Read the lines of the data below and retrieve those with "workflow".

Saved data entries
—————

PR #809, opened 2025-03-31
Allow retrying downloads on network failures

pentschev:
## Description
Retrying to download files is useful when there are network instabilities that may succeed after a few retries.

## Checklist


rapids-cmake/cmake/download_with_retry.cmake
```diff
@@ -0,0 +1,90 @@
...
+
+  while(NOT download_success AND current_retry LESS ${_RAPIDS_MAX_RETRIES})
+    if(current_retry GREATER 0)
+      message(STATUS "Retrying download (attempt ${current_retry} of ${_RAPIDS_MAX_RETRIES}) after ${_RAPIDS_RETRY_DELAY} seconds..."
+      )
+      execute_process(COMMAND ${CMAKE_COMMAND} -E sleep ${_RAPIDS_RETRY_DELAY})
+    endif()
+
+    # Remove any existing file to ensure clean download
+    if(EXISTS "${output_file}")
```
robertmaynard, line 63: We should require a MD5 hash be provided to this function. If a file already exists and the MD5 hash doesn't match we download again.

Otherwise code that calls this function and doesn't first do a proper existence check will re-download the file every time CMake is run.

rapids-cmake/cmake/download_with_retry.cmake
```diff
@@ -0,0 +1,90 @@
...
+      file(REMOVE "${output_file}")
+    endif()
+
+    file(DOWNLOAD "${url}" "${output_file}" LOG download_log)
+
+    # Check if file exists and has content
+    if(EXISTS "${output_file}")
+      file(SIZE "${output_file}" file_size)
```
robertmaynard, line 71: Use the MD5 hash instead of file_size as we have had partially downloaded files before

robertmaynard (changes requested):
We need tests added as well.

Some tests:

- Tests can first create a bad file at location and call `rapids-cmake/cmake/download_with_retry.cmake` to validate the proper file is downloaded.
- As the `output_file` is user provided we should also try downloading two different urls to the same output location. We can validate the second file is properly downloaded over the existing file.
- Validate that if the file already exists ( via md5 match ) we don't download anything at all. Done via a non-existant URL, and a known file + hash

rapids-cmake/cmake/download_with_retry.cmake
pentschev: Should we provide an _optional_ MD5? The problem with MD5 although definitely more reliable is its use in other projects, we must then ensure all projects keep an up-to-date MD5 for `RAPIDS.cmake`, which is what I'm also currently using this file for projects depending on rapids-cmake. Alternatively, would it be possible to ensure `RAPIDS.cmake` is rarely/never changed?

pentschev (commented):
Thanks @robertmaynard , I'll see if I can also succeed in writing some tests, also have responded to your MD5 suggestion, please let me know what you think.

rapids-cmake/cmake/download_with_retry.cmake
pentschev: Currently the problems observed were in downloading CPM (addressed in this PR) and `RAPIDS.cmake` in other RAPIDS projects. In those projects we have:

```cmake
  file(
    DOWNLOAD
    "https://raw.githubusercontent.com/rapidsai/rapids-cmake/branch-${RAPIDS_VERSION_MAJOR_MINOR}/RAPIDS.cmake"
    "${CMAKE_CURRENT_BINARY_DIR}/RAPIDSMP_RAPIDS-${RAPIDS_VERSION_MAJOR_MINOR}.cmake"
  )
```

Which can now `include("../cmake/download_with_retry.cmake")` (a copy of the file needs to be part of the project itself) and then replace the above with:

```
  rapids_download_with_retry(
    "https://raw.githubusercontent.com/rapidsai/rapids-cmake/branch-${RAPIDS_VERSION_MAJOR_MINOR}/RAPIDS.cmake"
    "${CMAKE_CURRENT_BINARY_DIR}/RAPIDSMP_RAPIDS-${RAPIDS_VERSION_MAJOR_MINOR}.cmake"
  )
```

So far the changes above seemed sufficient in the cases I've been personally observing and testing, but there could indeed be more to prove your chicken and egg problem statement. I do agree this is not overall the optimal solution (that would likely be not to have network instabilities in the first place), but it's been very disruptive for several people to deal with those so this solution seems better than the status quo at least.

One hack I can think of to deal with the above is to always download the `RAPIDS.cmake` file, and since the projects need to download the proper version and know what version that is (because they know `RAPIDS_VERSION_MAJOR_MINOR`) and then replace the version `25.06` (for example) in the file with `XX.YY`, then use that MD5 always. However, that approach seems redundant since we would always need to know the MD5, which implies in this case we know its content as well and could just copy `RAPIDS.cmake` itself into the project and then just keep the branch up-to-date with the value from `RAPIDS_VERSION_MAJOR_MINOR`, but that would mean `RAPIDS.cmake` is ensured not to be modified (or modified everywhere simultaneously). Not sure if this is a commitment rapids-cmake can make.

robertmaynard: At this point it could be better to copy `RAPIDS.cmake` into the projects instead of adding another file that helps with download retries. 

We absolutely cann't be downloading the file everytime a user runs cmake, so some form of hash is required to properly stop that from occuring.

pentschev: I've made the changes to add MD5 validation. The tests will now fail because it relies on downloading files that don't exist yet because the PR hasn't been merged yet (please let me know if you have a better idea of what to test such that we don't need to rely on a dual-PR change or something of that sort).

As for including a copy of `RAPIDS.cmake`, I think that would be a reasonable change to do for all of RAPIDS projects then. How about the following workflow:

1. Copy `RAPIDS.cmake` into all projects;
2. When cutting new development branches, `ci/release/update-version.sh` updates the branch of the `RAPIDS.cmake` file included in the directory and copyright year;
3. To provide protection, check on every PR that the contents of `RAPIDS.cmake` haven't changed, if they did someone would need to manually update them.

The workflow above will cause minimal breakage provided nothing more than the branch/year in `RAPIDS.cmake` is changed on every release, anything more than that would require a more coordinated/centralized effort to ensure all repos have been properly updated.

WDYT?

robertmaynard: As for the tests have them for now use URL to your fork of rapids-cmake. After the tests pass / we sign off on the PR we can revert those changes and merge the PR

robertmaynard: @KyleFromNVIDIA @jameslamb as they have more experience on file verification in CI .

pentschev: Adjusted the URL in https://github.com/rapidsai/rapids-cmake/pull/809/commits/879d6f168674c5591c590c7cb341f101bd0e7633, tests should pass now.

KyleFromNVIDIA: This approach sounds fine to me. I'm not sure yet of the best way to make sure `RAPIDS.cmake` is up to date. Maybe a new pre-commit hook, or a new shared workflow?

rapids-cmake/cmake/download_with_retry.cmake
```diff
@@ -0,0 +1,94 @@
...
+    # Remove any existing file to ensure clean download
+    if(EXISTS "${output_file}")
+      file(REMOVE "${output_file}")
+    endif()
+
+    file(DOWNLOAD "${url}" "${output_file}" LOG download_log)
+
+    # Check if file exists and validate MD5
+    if(EXISTS "${output_file}")
+      file(MD5 "${output_file}" downloaded_md5)
```
KyleFromNVIDIA, line 74: While MD5 is considered "good enough" for simple file integrity checks that don't require protection against malicious actors, I consider any use of it to be bad practice in general and am loathe to sign off on it. Other ciphers, like SHA-256, are widely available and cost nothing extra to use. Please switch to SHA-256.

KyleFromNVIDIA (commented):
I think the overall approach is fine. Just a few minor comments.

rapids-cmake/cmake/download_with_retry.cmake
pentschev: I was thinking simply of an error when building and `RAPIDS.cmake` is outdated. I didn't think of a pre-commit hook but that definitely sounds like a better solution, is there a simple way to write a new pre-commit hook for that purpose? I've never done that so I'm clueless what kind of effort that would take, similar to a shared workflow, no idea there either.

rapids-cmake/cmake/download_with_retry.cmake
pentschev: Agreed, switched to sha256 in https://github.com/rapidsai/rapids-cmake/pull/809/commits/3843dd5d861bcf88521ac5fa5ae71ef9d423e59c .

pentschev:
@KyleFromNVIDIA could you help me figure out how to resolve the issues? This is what is failing:

<details>

```
 372/1110 Test #1029: cpm_nvtx-build-config-subdir-ninja_multi-config .............................................***Failed    0.37 sec
[1/1] cd /__w/rapids-cmake/rapids-cmake/build/cpm/cpm_nvtx-build-config-subdir-ninja_multi-config-build && /opt/conda/envs/test/bin/cmake -E rm -rf /__w/rapids-cmake/rapids-cmake/build/cpm/cpm_nvtx-build-config-subdir-ninja_multi-config-build/check_uses_nvtx_dir/build && /opt/conda/envs/test/bin/cmake -S="/__w/rapids-cmake/rapids-cmake/build/cpm/cpm_nvtx-build-config-subdir-ninja_multi-config-build/check_uses_nvtx_dir" -B="/__w/rapids-cmake/rapids-cmake/build/cpm/cpm_nvtx-build-config-subdir-ninja_multi-config-build/check_uses_nvtx_dir/build"
FAILED: CMakeFiles/verify_build_config-Debug /__w/rapids-cmake/rapids-cmake/build/cpm/cpm_nvtx-build-config-subdir-ninja_multi-config-build/CMakeFiles/verify_build_config-Debug 
cd /__w/rapids-cmake/rapids-cmake/build/cpm/cpm_nvtx-build-config-subdir-ninja_multi-config-build && /opt/conda/envs/test/bin/cmake -E rm -rf /__w/rapids-cmake/rapids-cmake/build/cpm/cpm_nvtx-build-config-subdir-ninja_multi-config-build/check_uses_nvtx_dir/build && /opt/conda/envs/test/bin/cmake -S="/__w/rapids-cmake/rapids-cmake/build/cpm/cpm_nvtx-build-config-subdir-ninja_multi-config-build/check_uses_nvtx_dir" -B="/__w/rapids-cmake/rapids-cmake/build/cpm/cpm_nvtx-build-config-subdir-ninja_multi-config-build/check_uses_nvtx_dir/build"
-- The CXX compiler identification is GNU 10.4.0
-- Detecting CXX compiler ABI info
-- Detecting CXX compiler ABI info - done
-- Check for working CXX compiler: /opt/conda/envs/test/bin/x86_64-conda-linux-gnu-c++ - skipped
-- Detecting CXX compile features
-- Detecting CXX compile features - done
CMake Error at /__w/rapids-cmake/rapids-cmake/build/cpm/cpm_nvtx-build-config-subdir-ninja_multi-config-build/uses-nvtx3-dependencies.cmake:104 (include):
  include could not find requested file:
    /cmake/download_with_retry.cmake
Call Stack (most recent call first):
  /__w/rapids-cmake/rapids-cmake/build/cpm/cpm_nvtx-build-config-subdir-ninja_multi-config-build/uses-nvtx3-dependencies.cmake:119 (rapids_cpm_download)
  /__w/rapids-cmake/rapids-cmake/build/cpm/cpm_nvtx-build-config-subdir-ninja_multi-config-build/uses-nvtx3-config.cmake:67 (include)
  CMakeLists.txt:6 (find_package)
CMake Error at /__w/rapids-cmake/rapids-cmake/build/cpm/cpm_nvtx-build-config-subdir-ninja_multi-config-build/uses-nvtx3-dependencies.cmake:105 (rapids_download_with_retry):
  Unknown CMake command "rapids_download_with_retry".
Call Stack (most recent call first):
  /__w/rapids-cmake/rapids-cmake/build/cpm/cpm_nvtx-build-config-subdir-ninja_multi-config-build/uses-nvtx3-dependencies.cmake:119 (rapids_cpm_download)
  /__w/rapids-cmake/rapids-cmake/build/cpm/cpm_nvtx-build-config-subdir-ninja_multi-config-build/uses-nvtx3-config.cmake:67 (include)
  CMakeLists.txt:6 (find_package)
-- Configuring incomplete, errors occurred!
ninja: build stopped: subcommand failed.
```

</details>

I think those have been added in https://github.com/rapidsai/rapids-cmake/pull/804 earlier today, that's why it didn't fail before. It seems that `rapids_download_with_retry` is not being included properly, what is the correct way of including it? They do not directly use `rapids_download_with_retry`, should the include come indirectly from another include or does it need to be explicitly included?

KyleFromNVIDIA:
The problem is in `rapids-cmake/export/write_dependencies.cmake`. It's reading the contents of `rapids-cmake/cpm/detail/download.cmake` and writing them out to the dependencies file. Unfortunately, that file now expects to include `download_with_retry.cmake` with this PR, but that file hasn't been installed.

pentschev:
Thanks @KyleFromNVIDIA , do you think https://github.com/rapidsai/rapids-cmake/pull/809/commits/f72cca27decdad53eeb684688a6492e36d346c1a is the proper way to solve this?

KyleFromNVIDIA:
The problem with f72cca2 is that even though the contents of `download_with_retry.cmake` have been written into the dependencies file, it's still trying to include `download_with_retry.cmake`, which doesn't exist in the install context. You'll need to do something clever, perhaps either guarding the `include()` behind a variable or making it `OPTIONAL`. I'd also suggest putting it before the contents of `download.cmake`.

rapids-cmake/cpm/detail/download.cmake
```diff
@@ -83,15 +83,12 @@ function(rapids_cpm_download)
...
     message(VERBOSE "Downloading CPM.cmake to ${CPM_DOWNLOAD_LOCATION}")
-    file(DOWNLOAD
-         https://github.com/cpm-cmake/CPM.cmake/releases/download/v${CPM_DOWNLOAD_VERSION}/CPM.cmake
-         ${CPM_DOWNLOAD_LOCATION} LOG download_log)
-
-    file(MD5 ${CPM_DOWNLOAD_LOCATION} cpm_hash)
-    if(NOT cpm_hash STREQUAL CPM_DOWNLOAD_MD5_HASH)
-      message(FATAL_ERROR "CPM.cmake hash mismatch [got=${cpm_hash} expected=${CPM_DOWNLOAD_MD5_HASH}] to download details below\n ${download_log}"
-      )
+    if(NOT DEFINED rapids_download_with_retry_included)
```
KyleFromNVIDIA, line 86: This is more or less the approach that I had in mind, and I'm fine with leaving it as it is. However, I just realized we can use the `if(COMMAND)` predicate to make it even simpler:

```suggestion
    if(NOT COMMAND rapids_download_with_retry)
```

rapids-cmake/export/write_dependencies.cmake
```diff
@@ -74,6 +74,14 @@ function(rapids_export_write_dependencies type export_set file_path)
   # Do we need a Template header?
   set(_RAPIDS_EXPORT_CONTENTS)
   if(uses_cpm)
+    # Include download_with_retry.cmake in the exported dependencies first
+    file(READ "${CMAKE_CURRENT_FUNCTION_LIST_DIR}/../cmake/download_with_retry.cmake"
+         download_with_retry_logic)
+    string(APPEND _RAPIDS_EXPORT_CONTENTS ${download_with_retry_logic})
+    string(APPEND _RAPIDS_EXPORT_CONTENTS
+           "\n# Guard to prevent including download_with_retry.cmake again\n")
+    string(APPEND _RAPIDS_EXPORT_CONTENTS "set(rapids_download_with_retry_included TRUE)\n\n")
```
KyleFromNVIDIA, line 83: If you implement the approach I described above, this can be removed:

```suggestion
```

KyleFromNVIDIA (approved):
One small suggestion for bonus points. Approving so you're not blocked.

rapids-cmake/export/write_dependencies.cmake
KyleFromNVIDIA, line 83: If you implement the approach I described above, you can take this out too:

```suggestion
```

pentschev:
Thanks @KyleFromNVIDIA for the suggestions, tests are now passing again! 🎉

pentschev:
Based on empirical evidence I increased the number of retries to 10. Downloading CPM requires more than 3 iterations 11% of the time, and more than 5 iterations 2% of the time.

rapids-cmake/cmake/download_with_retry.cmake
```diff
@@ -0,0 +1,94 @@
...
+rapids_download_with_retry
+--------------------------
+
+.. versionadded:: v25.06.00
+
+Downloads a file from a URL with retry logic for handling network issues.
+
+  .. code-block:: cmake
+
+    rapids_download_with_retry(url output_file sha256 [max_retries] [retry_delay])
```
bdice, line 16: Match case with the documented parameter names below. Either capitalize these or lowercase the docstring params.
```suggestion
    rapids_download_with_retry(url output_file sha256 [MAX_RETRIES] [RETRY_DELAY])
```

rapids-cmake/cmake/download_with_retry.cmake
```diff
@@ -0,0 +1,94 @@
...
+  The URL to download from.
+
+``output_file``
+  The path where the downloaded file should be saved.
+
+``sha256``
+  The expected SHA256 checksum of the file.
+
+``MAX_RETRIES``
+  Maximum number of retry attempts. Defaults to 3.
```
bdice, line 32:
```suggestion
  Maximum number of retry attempts. Defaults to 10.
```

—————

## [Exercise response]
As for including a copy of `RAPIDS.cmake`, I think that would be a reasonable change to do for all of RAPIDS projects then. How about the following workflow:
The workflow above will cause minimal breakage provided nothing more than the branch/year in `RAPIDS.cmake` is changed on every release, anything more than that would require a more coordinated/centralized effort to ensure all repos have been properly updated.
KyleFromNVIDIA: This approach sounds fine to me. I'm not sure yet of the best way to make sure `RAPIDS.cmake` is up to date. Maybe a new pre-commit hook, or a new shared workflow?
pentschev: I was thinking simply of an error when building and `RAPIDS.cmake` is outdated. I didn't think of a pre-commit hook but that definitely sounds like a better solution, is there a simple way to write a new pre-commit hook for that purpose? I've never done that so I'm clueless what kind of effort that would take, similar to a shared workflow, no idea there either.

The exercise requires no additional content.